Bobby, I hate to say it, but I am leaving Tuesday for my trip to Thailand for 3 weeks. After that, I could probably schedule a trip your way, but sounds too late. I'm sorry, I would love to come help you and hate to promise help and can't make it but I just can't at this time.


----------



## Viking48 (Jan 24, 2006)

Bobby, Check your PM - I can shake free tomorrow (Saturday) and cut them up for you. My son has borrowed my truck so I'll be in my car which will make it tough to haul any back for anyone but at least they'll be cut up.


----------



## Bobby (May 21, 2004)

As of right now we plan on being down there tomorrow. Should be there by 10 or 11am. It depends on my help and what time they get here. check your pms Viking


----------



## Tortuga (May 21, 2004)

Sure sorry I can't get down there and help ya, Bobby. These old bones just aint up to no manual labor no more.
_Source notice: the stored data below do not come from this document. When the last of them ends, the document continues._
PR #945, opened 2019-06-21
fix(list): Only apply aria-orientation with role

### LINKED ISSUE #944: List applies invalid default aria-orientation attribute
[mdc-list documentation](https://github.com/material-components/material-components-web/tree/master/packages/mdc-list#accessibility) says

> Use role="listbox" only for single selection list, without this role the ul element is implicitely role="list". Do not use aria-orientation attribute for standard list (i.e., role="list"), use component's vertical property to set the orientation to vertical.

The React wrapper applies `aria-orientation="vertical"` in default props: https://github.com/material-components/material-components-web-react/blob/master/packages/list/index.tsx#L117

I think the ideal fix is to refactor the `aria-orientation` prop to `orientation` (enum) or `vertical` (bool) and apply this as `aria-orientation` for allowed role values. But, this would be a breaking change.

This could be fixed without renaming props but it would be a little strange to pass an aria prop that is not passed to the root element. Maybe edgy enough not to worry about.

liamcmitchell-sc:
Fixes #944


packages/list/index.tsx
```diff
@@ -146,9 +146,9 @@ export default class List extends React.Component<ListProps, ListState> {
     if (wrapFocus !== prevProps.wrapFocus) {
       this.foundation.setWrapFocus(wrapFocus!);
     }
-    if (this.props[ARIA_ORIENTATION] !== prevProps[ARIA_ORIENTATION]) {
+    if (this.props.orientation !== prevProps.orientation) {
       this.foundation.setVerticalOrientation(
-        this.props[ARIA_ORIENTATION] === VERTICAL
+        this.props.orientation !== HORIZONTAL
```
moog16: Why not use the affirmative here? Meaning `=== VERTICAL`?

packages/list/index.tsx
```diff
@@ -129,7 +129,7 @@ export default class List extends React.Component<ListProps, ListState> {
     }
     this.foundation.setWrapFocus(wrapFocus!);
     this.foundation.setVerticalOrientation(
-      this.props[ARIA_ORIENTATION] === VERTICAL
+      this.props.orientation !== HORIZONTAL
```
moog16: Please leave a comment here as to why you're not using the affirmative (`=== VERTICAL`)

test/unit/list/index.test.tsx
```diff
@@ -434,6 +432,43 @@ test('renders with role=menu if props.role=menu and props.checkboxList', () => {
...
+  const wrapper = shallow<List>(<List>{children}</List>);
+  assert.equal(wrapper.props()['aria-orientation'], undefined);
+});
+
+test('renders without aria-orientation when checkboxList and orientation=vertical (default)', () => {
+  const wrapper = shallow<List>(<List checkboxList>{children}</List>);
+  assert.equal(wrapper.props()['aria-orientation'], undefined);
+});
+
+test('renders with aria-orientation when checkboxList and orientation=horizontal', () => {
```
moog16: Can you add an equivalent test, but swap `checkboxList` --> `radioList`

liamcmitchell-sc:
Done. Yes, tested this in my project. Works as expected.

moog16:
Thanks!

PR #948, opened 2019-06-23
feat(list): Implement getAttributeForElementIndex

### LINKED ISSUE #822: List implement adapter.getAttributeForElementIndex
Missing adapter method from update to mdc web v1.0.0

TroyTae:
fixes #822

### DIFF
--- a/packages/list/index.tsx
+++ b/packages/list/index.tsx
@@ -217,15 +217,16 @@ export default class List extends React.Component<ListProps, ListState> {
       getListItemCount: () => this.listElements.length,
       getFocusedElementIndex: () =>
         this.listElements.indexOf(document.activeElement as HTMLLIElement),
+      getAttributeForElementIndex: (index, attr) => {
+        const listItem = this.listElements[index];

I'd be more than happy to foot the bill for you to pick up some young strong lad to do the heavy hauling for you guys tomorrow.. '*Manuel *Labor' is the way I gotta go now..:tongue:


----------



## 3192 (Dec 30, 2004)

Bobby...we are down at Aransas Pass until Sunday. Karen and I want to help out...can you give us another date?? Keep me posted..jim


----------



## Viking48 (Jan 24, 2006)

Got your PM Bobby - we should be down there around noonish or a little after and we'll give you a call. See you there.


----------



## Bobby (May 21, 2004)

Anyone else that wants to come down let me know. There are 2 trees down and need to be cut. If not they will be taken away by the trash pickup people. Lots of good wood and some may be spalted.


----------



## Bobby (May 21, 2004)

Viking came over today and cut some of that hackaberry up. The limbs that are dead have some nice looking spalt in them. He cut several crouchs that should make some good natural edge bowls. Some aregoing to be small, but just the right size for mini lathes. If some of you want some.I will bring some back with me next time I am down.


GB I have a question. Some of the bigger pieces was still wet and had spalt in them in small places. What would cause this. I will try to get pictures next time.


----------



## EndTuition (May 24, 2004)

Spalting requires water. Only green or otherwise wet wood can spalt. Think of the fungi as extreamly small mushrooms, same conditions needed, moisture and a food source.


----------



## 3192 (Dec 30, 2004)

Bobby...like ET says. If you have a place to 'store' them, do it. Just tuck them away somewhere and they will be ready for you in a few months. gb


----------



## Viking48 (Jan 24, 2006)

We were thinking about you on a couple of those pieces GB. It was a struggle to carry them out to a clear spot and my back is telling me about it - looks like an Advil night.







We did get a pretty good stack of wood if anybody needs any. Guys - unless you see it in person you can't imagine what Bobby is faced with (not to mention the other residents in the area). He has got a LOT of work ahead of him. The destruction is incredible throughout the whole area - still lots of cars piled up on each other, huge mounds of debris, houses in various stages of collapse, pilings where houses used to be - you name it. Bobby's house is stripped down to bare boards with lots to do to plumbing and electrical. It's going to take a long time to get back to normal.


----------



## GameThumper (Mar 28, 2008)

Viking48 said:


> It's going to take a long time to get back to normal.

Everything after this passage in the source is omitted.